/---

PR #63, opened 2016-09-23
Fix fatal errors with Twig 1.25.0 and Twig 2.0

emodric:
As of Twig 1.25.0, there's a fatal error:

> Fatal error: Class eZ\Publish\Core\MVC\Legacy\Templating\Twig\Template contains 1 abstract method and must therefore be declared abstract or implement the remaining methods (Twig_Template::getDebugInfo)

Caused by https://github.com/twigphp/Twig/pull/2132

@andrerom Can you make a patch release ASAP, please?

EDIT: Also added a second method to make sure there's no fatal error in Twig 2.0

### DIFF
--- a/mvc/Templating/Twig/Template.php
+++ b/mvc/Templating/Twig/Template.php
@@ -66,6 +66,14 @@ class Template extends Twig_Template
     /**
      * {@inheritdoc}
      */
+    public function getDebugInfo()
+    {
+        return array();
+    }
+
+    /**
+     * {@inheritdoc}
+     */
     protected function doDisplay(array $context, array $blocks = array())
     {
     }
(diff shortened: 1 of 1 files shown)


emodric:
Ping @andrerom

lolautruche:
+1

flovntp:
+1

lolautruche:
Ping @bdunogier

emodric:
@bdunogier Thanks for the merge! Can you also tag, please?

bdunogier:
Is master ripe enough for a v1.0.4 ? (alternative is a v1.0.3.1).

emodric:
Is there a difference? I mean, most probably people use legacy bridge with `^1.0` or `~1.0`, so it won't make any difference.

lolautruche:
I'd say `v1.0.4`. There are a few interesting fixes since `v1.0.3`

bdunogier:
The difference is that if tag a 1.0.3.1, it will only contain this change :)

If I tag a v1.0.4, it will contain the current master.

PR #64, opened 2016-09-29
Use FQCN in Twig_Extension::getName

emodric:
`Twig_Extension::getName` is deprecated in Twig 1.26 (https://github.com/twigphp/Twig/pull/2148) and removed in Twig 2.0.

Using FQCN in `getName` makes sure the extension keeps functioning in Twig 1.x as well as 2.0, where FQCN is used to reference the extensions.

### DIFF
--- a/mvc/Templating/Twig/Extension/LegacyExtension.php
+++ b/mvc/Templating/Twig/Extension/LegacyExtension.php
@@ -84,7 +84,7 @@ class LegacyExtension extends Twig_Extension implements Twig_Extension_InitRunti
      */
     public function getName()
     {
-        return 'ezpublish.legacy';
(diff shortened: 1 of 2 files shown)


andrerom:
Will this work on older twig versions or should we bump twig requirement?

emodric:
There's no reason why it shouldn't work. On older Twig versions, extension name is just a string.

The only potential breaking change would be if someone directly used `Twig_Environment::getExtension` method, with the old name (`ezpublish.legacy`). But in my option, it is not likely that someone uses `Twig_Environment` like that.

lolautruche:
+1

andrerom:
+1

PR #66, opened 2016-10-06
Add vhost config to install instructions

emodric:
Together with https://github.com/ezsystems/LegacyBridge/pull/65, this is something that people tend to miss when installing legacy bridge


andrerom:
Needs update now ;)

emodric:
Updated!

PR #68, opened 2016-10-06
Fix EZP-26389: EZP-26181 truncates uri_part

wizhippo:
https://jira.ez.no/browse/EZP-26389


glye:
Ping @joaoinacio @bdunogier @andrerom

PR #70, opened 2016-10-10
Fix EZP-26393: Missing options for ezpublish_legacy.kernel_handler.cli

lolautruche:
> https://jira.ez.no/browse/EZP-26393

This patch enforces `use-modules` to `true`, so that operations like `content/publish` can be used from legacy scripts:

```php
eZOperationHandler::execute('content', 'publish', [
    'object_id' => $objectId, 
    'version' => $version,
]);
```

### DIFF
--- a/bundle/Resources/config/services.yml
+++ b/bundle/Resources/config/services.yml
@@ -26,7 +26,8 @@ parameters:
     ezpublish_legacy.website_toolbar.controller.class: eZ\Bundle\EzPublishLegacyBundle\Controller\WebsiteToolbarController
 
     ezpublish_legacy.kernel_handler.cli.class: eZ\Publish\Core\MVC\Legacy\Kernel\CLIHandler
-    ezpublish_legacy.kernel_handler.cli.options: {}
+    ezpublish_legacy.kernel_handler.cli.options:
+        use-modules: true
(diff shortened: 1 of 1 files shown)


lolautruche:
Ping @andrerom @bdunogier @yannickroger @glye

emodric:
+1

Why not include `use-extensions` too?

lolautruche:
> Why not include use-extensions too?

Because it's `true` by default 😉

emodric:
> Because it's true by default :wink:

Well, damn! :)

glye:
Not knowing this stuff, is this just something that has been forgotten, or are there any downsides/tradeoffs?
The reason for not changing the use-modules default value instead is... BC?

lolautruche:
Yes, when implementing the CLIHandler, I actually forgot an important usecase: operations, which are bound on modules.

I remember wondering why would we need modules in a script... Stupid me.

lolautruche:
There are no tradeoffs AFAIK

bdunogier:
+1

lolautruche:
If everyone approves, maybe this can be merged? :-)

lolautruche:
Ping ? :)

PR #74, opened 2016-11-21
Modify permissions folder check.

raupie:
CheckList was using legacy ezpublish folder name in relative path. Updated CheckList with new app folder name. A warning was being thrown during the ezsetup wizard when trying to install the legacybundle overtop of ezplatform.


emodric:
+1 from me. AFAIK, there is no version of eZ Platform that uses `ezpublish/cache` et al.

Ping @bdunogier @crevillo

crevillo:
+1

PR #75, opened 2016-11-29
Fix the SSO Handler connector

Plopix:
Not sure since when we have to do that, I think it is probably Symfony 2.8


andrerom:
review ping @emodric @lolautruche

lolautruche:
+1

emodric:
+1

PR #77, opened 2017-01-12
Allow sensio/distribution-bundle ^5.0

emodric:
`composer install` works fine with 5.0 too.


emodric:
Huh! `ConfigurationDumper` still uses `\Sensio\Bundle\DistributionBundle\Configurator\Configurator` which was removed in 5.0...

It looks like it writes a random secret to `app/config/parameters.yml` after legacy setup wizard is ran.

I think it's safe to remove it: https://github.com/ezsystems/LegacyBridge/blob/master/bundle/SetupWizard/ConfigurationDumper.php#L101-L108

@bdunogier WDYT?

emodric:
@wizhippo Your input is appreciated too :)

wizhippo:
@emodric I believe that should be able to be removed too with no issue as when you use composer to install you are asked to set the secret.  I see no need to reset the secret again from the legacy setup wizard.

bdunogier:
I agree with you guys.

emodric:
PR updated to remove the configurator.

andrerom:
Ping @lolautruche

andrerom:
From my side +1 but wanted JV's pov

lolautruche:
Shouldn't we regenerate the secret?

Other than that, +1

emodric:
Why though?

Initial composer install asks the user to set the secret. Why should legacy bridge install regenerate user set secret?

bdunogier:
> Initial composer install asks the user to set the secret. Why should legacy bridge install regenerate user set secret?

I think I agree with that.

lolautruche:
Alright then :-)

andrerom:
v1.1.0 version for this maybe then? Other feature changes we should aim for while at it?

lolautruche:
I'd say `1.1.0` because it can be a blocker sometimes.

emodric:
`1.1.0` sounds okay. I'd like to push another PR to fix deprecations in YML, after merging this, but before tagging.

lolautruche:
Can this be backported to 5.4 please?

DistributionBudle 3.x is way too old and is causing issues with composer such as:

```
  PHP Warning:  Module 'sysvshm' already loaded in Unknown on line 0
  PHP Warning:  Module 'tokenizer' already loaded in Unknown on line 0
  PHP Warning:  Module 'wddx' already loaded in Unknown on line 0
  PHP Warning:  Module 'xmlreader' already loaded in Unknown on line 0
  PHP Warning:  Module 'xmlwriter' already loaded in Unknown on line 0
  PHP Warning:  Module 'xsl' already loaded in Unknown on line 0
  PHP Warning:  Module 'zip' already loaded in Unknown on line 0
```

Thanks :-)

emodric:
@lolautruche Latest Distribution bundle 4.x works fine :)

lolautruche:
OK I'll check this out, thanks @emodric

\---

TASK STATEMENT: Show every line from the entries above in which "LegacyBridge" appears.

OUTPUT OF THE TASK:
Together with https://github.com/ezsystems/LegacyBridge/pull/65, this is something that people tend to miss when installing legacy bridge
I think it's safe to remove it: https://github.com/ezsystems/LegacyBridge/blob/master/bundle/SetupWizard/ConfigurationDumper.php#L101-L108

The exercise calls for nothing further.